Waldgräber

Die  Waldfriedhöfe  befinden sich in den Gruppen 35 A  und 41 B und sind  am Besten über das Tor 3 zu erreichen.  Der Fuß­weg ist beschildert und dauert etwa zehn Minuten.

Naturnahe Bestattung zu Füßen alter Bäume

Die Verwendung von biologisch abbaubaren Urnen ermöglicht den raschen Übergang der Asche in die Erde. Hier wurzelt der Baum, hier bezieht der Baum Nahrung und Kraft. Es ist ein Wiedereintritt in den Zyklus des Lebens.

Die je 10.000 m² großen Areale zeichnen sich durch einen 40 bis 60 Jahre alten Baumbestand aus. Es sind vorwie­gend Ahorn und Esche, von Efeu und Immergrün bewachsen. Von den rund 200 Bäumen des Waldfriedhofs wur­den 36 für Urnenbeisetzungen aus­gewählt.  

Jeder Baum bildet das Zentrum von zwölf kreisförmig um ihn angeordnete Gräber. Ob tatsächlich alle zwölf Positionen genutzt werden können, hängt von den Wurzeln des Baumes ab. Jedes Grab bietet Platz für zwei Urnen.  

Waldfriedhof 1
Grabgestaltungskosten fallen ebenso wenig an wie Grabpflege. Für alle im Waldfriedhof Beigesetzten gibt es eine gemeinsame Gedenkstätte, eine einem Baum nachempfundene Stahlskulptur. An ihr können die Namen der Toten mit Geburts- und Sterbejahr eingraviert werden. Einen zentralen Platz gibt es auch für Kerzen und Blumengrüße.  

Waldfriedhof 2
Der Waldfriedhof 2 (Gruppe 41B) ist eine Gedenkstätte für die Ewigkeit. Für diesen Ort wurden schöne historische Grabsteine ausgewählt, um mitten im Wald ein gemeinsames Denkmal entstehen zu lassen.

Wie im Waldfriedhof 1 kann der Name des Verstorbenen mit Geburts- und Sterbejahr auf eine Steinplatte graviert werden.
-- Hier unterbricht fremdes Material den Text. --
PR #202, opened 2018-01-12
Improvements to testing infrastructure

paweljaneczek:
- Added peripheral delegate provider to prevent delegate stealing (#163)
- Fixed not passing central manager delegate in constructor
- Code generation improvements - now delegate wrappers are also mocks, not testable classes


Source/CBPeripheral+Uuid.swift
```diff
@@ -0,0 +1,31 @@
...
+// OUT OF OR IN CONNECTION WITH THE SOFTWARE OR THE USE OR OTHER DEALINGS IN THE
+// SOFTWARE.
+
+import Foundation
+import CoreBluetooth
+
+extension CBPeripheral {
+    /// There is still no identifier property for macOS, that's why we need to retrieve it by value method
+    var uuidIdentifier: UUID? {
+        return value(forKey: "identifier") as? NSUUID as UUID?
```
bartoszstelmaszuk: could we write here `value(forKey: "identifier") as! NSUUID as UUID` so we don't need to force cast `uuidIdentifier` every time

Source/BluetoothManager.swift
```diff
@@ -65,39 +67,39 @@ public class BluetoothManager {
     init(
```
Cierpliwy: update docs.

Tests/Autogenerated/_BluetoothManager.generated.swift
```diff
@@ -66,37 +68,30 @@ class _BluetoothManager {
     init(
```
Cierpliwy: update docs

Aus den einzelnen Steinen entsteht nach und nach eine Gedenkwand, die zum Tor in den Friedhofswald führt. Auch hier, wie im Waldfriedhof 1, werden kreisförmig  Urnengräber um ausgewählte Bäume angelegt. Da das zwölfte Grab immer genau im Norden des Baumes liegt, ist jede Grabstätte eindeutig zu finden. Sämtliche Bestattungsbäume sind mit grünen Nummern gekennzeichnet und mit dem Lageplan ganz leicht aufzufinden.

Hausordnung

Um die Natürlichkeit des Waldfriedhofes zu erhalten, gilt es einiges zu beachten:

  • Alle Bäume werden gekennzeichnet und in ein Verzeichnis eingetragen. Die GrabbenützerInnen erhalten einen Plan mit der Lage des ausgesuchten Grabes.
  • Die Asche wird im Wurzelbereich, wahlweise in einer biologisch abbaubaren Urne beigesetzt.
  • Um der Entwicklung des ausgesuchten Baumes gerecht zu werden, wird die Lage der Urne bei der Beisetzung mit der Wurzelbeschaffenheit vor Ort abgestimmt.
  • Blumengebinde und Kerzen dürfen nur bei der gemeinsamen Gedenkstätte angebracht werden. Im Waldfriedhof aufgestellte Kerzen oder abgelegte Blumengebinde werden von der Friedhofsverwaltung regelmäßig entfernt, um den natürlichen Charakter des Waldfriedhofes zu erhalten.
  • Wegen Brandgefahr keine Kerzen im Wald aufstellen!
  • Blumenspenden, Kränze und Buketts dürfen nur aus verrottbarem Material bestehen. Kunstblumen und dergleichen sind unzulässig.
  • Die Entscheidung hinsichtlich des Abräumens unansehnlich gewordener Blumenspenden etc. obliegt den damit beauftragten MitarbeiterInnen der Friedhofsverwaltung.
  • Es besteht die Möglichkeit, die Namen der verstorbenen Personen an den dafür vorgesehenen Stellen anbringen zu lassen. Die Inschrift kann nur in der Friedhofsverwaltung bestellt werden.
  • Alle privat angebrachten Gedenkzeichen werden vom Friedhofspersonal entfernt.
  • Das Betreten des Waldes erfolgt auf eigene Gefahr. Es gibt ein einfaches Wegenetz, das im Winter nicht betreut wird.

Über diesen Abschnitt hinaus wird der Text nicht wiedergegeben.